Anna Petryk

Personal information
- Date of birth: 26 October 1997 (age 28)
- Place of birth: Kyiv, Ukraine
- Position: Midfielder

Team information
- Current team: Sparta Prague
- Number: 25

Senior career*
- Years: Team / Apps / (Gls)
- 2016–2022: Zhytlobud-1 / 102
- 2022: Breiðablik / 9 / (2)
- 2022–2024: Vorskla Poltava
- 2024–2026: FC Metalist 1925 Kharkiv
- 2026–: Sparta Prague / 1 / (0)

International career^{‡}
- 2013: Ukraine U17 / 1 / (0)
- 2014–2015: Ukraine U19 / 8 / (0)
- 2020–: Ukraine / 47 / (1)

= Anna Petryk =

Ukrainian footballer

Anna Petryk (born 26 October 1997) is a Ukrainian footballer who plays as a midfielder for Sparta Prague in the Czech Women's First League and the Ukraine women's national team.

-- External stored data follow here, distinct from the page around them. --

PR #13451, opened 2022-09-29
Fix: CITO - Cash in Trash Out Event

Juggler98:
## Description

Fix: CITO - Cash in Trash Out Event

### DIFF
--- a/main/res/values-sk/strings.xml
+++ b/main/res/values-sk/strings.xml
@@ -24,7 +24,7 @@
     <string name="mega">Mega event</string>
     <string name="giga">Giga event</string>
     <string name="earth">EarthCache</string>
-    <string name="cito">CITO - Cash in Trash Out Event</string>
+    <string name="cito">CITO - Cache In Trash Out Event</string>
     <string name="webcam">Webcam Cache</string>
     <string name="virtual">Virtuálka</string>
     <string name="wherigo">Wherigo keška</string>


moving-bits:
Hi @Juggler98,

thanks for your will to contribute. Alas, there are two issues with it:
The cache type _is_ actually called "cache in...", not "cash in...", see https://www.geocaching.com/help/index.php?pg=kb.chapter&id=23&pgid=799, so no need for a fix here;
and even if, we would need to fix this on Crowdin, as all our translations are managed there.

Thanks anyway, but will close here.

Juggler98:
Hi, but actually there is need to fix the translations. Check the commit. I changed it from Cash in to Cache In. I was looking at this issue for years in the app and nobody fixed it.

fm-sys:
Hi @Juggler98, thanks for trying to contribute to this project. 

For sure the current string "Cash" is wrong and needs to be corrected. (probably @moving-bits has mixed up the before and after string) 

However, our translations are managed via crowdin.

Please submit your change here:
https://crowdin.com/project/cgeo

Juggler98:
@fm-sys thank you.

moving-bits:
@Juggler98 
Oops, my bad! Sorry for me mixing up old & new string (I should not do those things on my mobile), and thanks for fixing the string.

Issue #13427, opened 2022-09-19
Next beta / feature release


moving-bits:
As discussed in some of the recent issues, it seems to be a good time to prepare a new beta version. I'll start working on it:

- [x] empty changelog_bugfix.md on branch master / sync changelogs
- [x] fast-forward release branch to the head of master branch
- [x] Check/Import incoming Translations from Crowdin
- [x] check/insert correct version name in /main/src/cgeo/geocaching/utils/BranchDetectionHelper.java (using format YYYY.MM.DD-RC)
- [x] Build release on CI server
- [x] Perform smoke test with resulting cgeo-RC.apk before continuing
- [x] Upload and publish cgeo-RC.apk to Google Play
- [x] Trigger notification to status.cgeo.org via CI server once the release is available on Google Play (not just being processed, but being available for download - sometimes takes up to one day)

moving-bits:
From what I can see on support current beta seems to be running smooth, so I guess we are closing in on a new release. Let's collect issues here which should be resolved before releasing:

- [ ] #13408
- [ ] #13434
- [ ] #13448
- [ ] #13452
- [ ] #13456

Feel free to edit list list.

fm-sys:
https://github.com/cgeo/cgeo/issues/13448 is related to the new image gallery, which is only used in the nightlies / with special hidden settings key turned on. Should the fix be targeted to `release` anyway?

fm-sys:
> #13448 is related to the new image gallery, which is only used in the nightlies / with special hidden settings key turned on. Should the fix be targeted to `release` anyway?

I've just retargeted it to `release` now (#13455). Should be an uncritical change anyway...

Lineflyer:
As I did not have the time to keep up with all developments lately, please allow one question:
Does the currently running beta include the feature, that the language is no longer switched?

moving-bits:
Will start preparing release now:

- [ ] Check and merge open Crowdin translation pull requests for release
- [ ] Check/Insert correct version name in BranchDetectionHelper
- [ ] Build release on CI server
- [ ] Perform smoke test with resulting cgeo-release.apk before continuing
- [ ] Upload and publish cgeo-release.apk to Google Play
- [ ] Tag the release on Github
- [ ] Publish the release on Github
- [ ] Publish release on F-Droid
- [ ] Trigger notification to status.cgeo.org via CI server once the release is available on Google Play (not just being processed, but being available for download - sometimes takes up to one day)
[...]

PR #13455, opened 2022-10-01
use image cache for log/spoiler image activity

### LINKED ISSUE #13448: [new image gallery] Listing/log mage not available when trying from listing/log
From field, can provide more details later:

Nightly 2022.09.26

Have bunches of caches stored offline (including images)
Device is offline
When trying to open the listing or log images from their individual icons on listing/logbook tab cgeo fails to show them but shows the "unavaible" placeholder image.

All listing log pictures however show fine from the gallery tab, meaning: They are stored and should be available via both methods.

Side note:
If I put the device online, clicking the link in listing/log will show loading indication, downloads the image and shows it only then.

Almost reproducible for me, however on rare caches it works normal

fm-sys:
fix #13448

### DIFF
--- a/main/src/cgeo/geocaching/CacheDetailActivity.java
+++ b/main/src/cgeo/geocaching/CacheDetailActivity.java
@@ -2314,7 +2314,7 @@ public class CacheDetailActivity extends TabbedViewPagerActivity
 
             if (activity.imageGallery == null) {
                 final ImageGalleryView imageGallery = binding.getRoot().findViewById(R.id.image_gallery);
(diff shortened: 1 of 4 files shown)


fm-sys:
> https://github.com/cgeo/cgeo/issues/13448 is related to the new image gallery, which is only used in the nightlies / with special hidden settings key turned on. Should the fix be targeted to `release` anyway?

_Originally posted by @fm-sys in https://github.com/cgeo/cgeo/issues/13427#issuecomment-1264590294_

PR #13471, opened 2022-10-05
Make details text line in compass scalable (fix #13420)

### LINKED ISSUE #13420: Check if compass view can be optimized to be scaleable
For users with a relatively high text size setting (and/or a smaller display resolution) the compass view starts getting cut off in some elements, e.g.:
grafik

The example above is from a user with following details:
```
Device:
-------
- Device type: SM-M215F (m21nseea, samsung)
- Available processors: 8
- Android version: 12
- Android build: SP1A.210812.016.M215FXXU2CVCC
- Screen resolution: 1080x2131px (411x811dp)
- Pixel density: 2.625
- System font scale: 1.0 / used scale: 1.0
- Sailfish OS detected: false
- Google Play services: enabled - 22.26.15 (190400-461192076)
```

It should be checked whether we can
- make the text rows width scalable as well 
- scale the compass rose image itself to avoid the lower text line being pushed out of the screen

moving-bits:
## Description
Make details text line in compass views (portrait & landscape) scalable, so that it automatically adjusts its height according to font size setting:

||portrait|landscape|
|---|---|---|
|default font size|image|image|
|large font size|image|image|

### DIFF
--- a/main/res/layout-land/compass_activity.xml
+++ b/main/res/layout-land/compass_activity.xml
@@ -63,7 +63,7 @@
          <RelativeLayout
             android:id="@+id/device_information"
             android:layout_width="fill_parent"
-            android:layout_height="16dip"
+            android:layout_height="wrap_content"
             android:layout_alignParentBottom="false"
             android:layout_alignParentLeft="false"
             android:layout_alignParentTop="false"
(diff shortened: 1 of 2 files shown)


Lineflyer:
Failing tests unrelated.
Thanks @moving-bits

Issue #13449, opened 2022-09-28
Status filter: filter dnf


Aslang13:
### Tell us your idea!

A way to see and catch up only with
My DNF's or unclutter the map by not showing them

### What solution would you suggest?

Adding the option in the already existing status filter

### Is there an alternative?

Not that I know of 

### Additional Information

Notyet

jakedot:
It's a good idea because the existing "found" setting doesn't provide for filtering out or in DNFs. If I set it to no, I still get DNFs mixed in the rest of unfound caches.

Somehow I think that there already was a setting for this in the Status filter?

At least I have a saved preset called "Found or DNF" with two instances of the status filter in it, one set to "Found=Yes" and the other to "has offline log = yes".

eddiemuc:
Fixed with PR #13468

PR #13472, opened 2022-10-05
Do not use abbreviation DNF

Lineflyer:
## Description

In #13468 a new filter for DNF was introduced. I think however the label should not use the abbreviation but "Did not find" instead.

## Related issues

#13468 
#13449


moving-bits (approved):
LGTM

jakedot:
Looking forward to next nightly, thanks for merging those PRs!

PR #13474, opened 2022-10-05
Fix #13473 - Better strings for download retry

### LINKED ISSUE #13473: Non working variable in string for Crowdin
This string
https://github.com/cgeo/cgeo/blob/c2d0e2814c191f10e2f91f479652c8f8c55d7e0d/main/res/values/strings.xml#L729

seems to produce problems on Crowdin as the variable is not shown, thus not allowing to place it correctly when translating.

image

Maybe a whitespace is needed after the line break?

@moving-bits  
Introduced in your PR with commit https://github.com/cgeo/cgeo/commit/c2d0e2814c191f10e2f91f479652c8f8c55d7e0d

Lineflyer:
## Description

Adapt the string to accommodate the new feature, that files to retry download can now be selected. 

## Related issues

#13473

### DIFF
--- a/main/res/values/strings.xml
+++ b/main/res/values/strings.xml
@@ -727,7 +727,7 @@
     <string name="downloader_cancelled_download">Cancelled download for "%s"</string>
     <string name="downloader_pending_info">There is at least one pausing or failed download. Do you want to open the list of pending downloads?</string>
     <string name="downloader_retry_download">Retry download</string>
-    <string name="downloader_retry_download_details">Do you want to retry the download of</string>
+    <string name="downloader_retry_download_details">Please select the files you want to download again:</string>
 
     <!-- Android system download manager status messages -->
     <string name="asdm_status_failed">Download has failed (and will not be retried)</string>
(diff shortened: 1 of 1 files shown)


main/res/values/strings.xml
```diff
@@ -727,7 +727,7 @@
     <string name="downloader_cancelled_download">Cancelled download for "%s"</string>
     <string name="downloader_pending_info">There is at least one pausing or failed download. Do you want to open the list of pending downloads?</string>
     <string name="downloader_retry_download">Retry download</string>
-    <string name="downloader_retry_download_details">Do you want to retry the download of</string>
+    <string name="downloader_retry_download_details">Please select the files you want to download again:</string>
```
moving-bits, line 730: There will always be only a single file, as this dialog pops up as soon as you hit the "retry" button in the view.

(This differs from other usages of the same dialog, eg. after performing an update check or routing data coverage check, and offering one or multiple files to download. In that case, a different info text is displayed, though.)

Lineflyer: OK. Then probably "Do you want to retry the download of the following file?"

She returned to Ukraine after six months, joining Vorskla Poltava with whom she won back-to-back league and cup doubles for the 2022–23 and 2023-24 seasons, before rejoining Zhytlobud-1, now playing under their new name of FC Metalist 1925 Kharkiv.

==Playing career==
After playing the majority of her career with the Women's League club WFC Zhytlobud-1 Kharkiv, Petryk signed with Breiðablik in the Icelandic Besta-deild kvenna in March 2022.

On 10 July 2026, Petryk signed a contract with Czech Women's First League club Sparta Prague. She made her league debut for the club on 15 August 2026 in a 4–0 home win against Prague Raptors.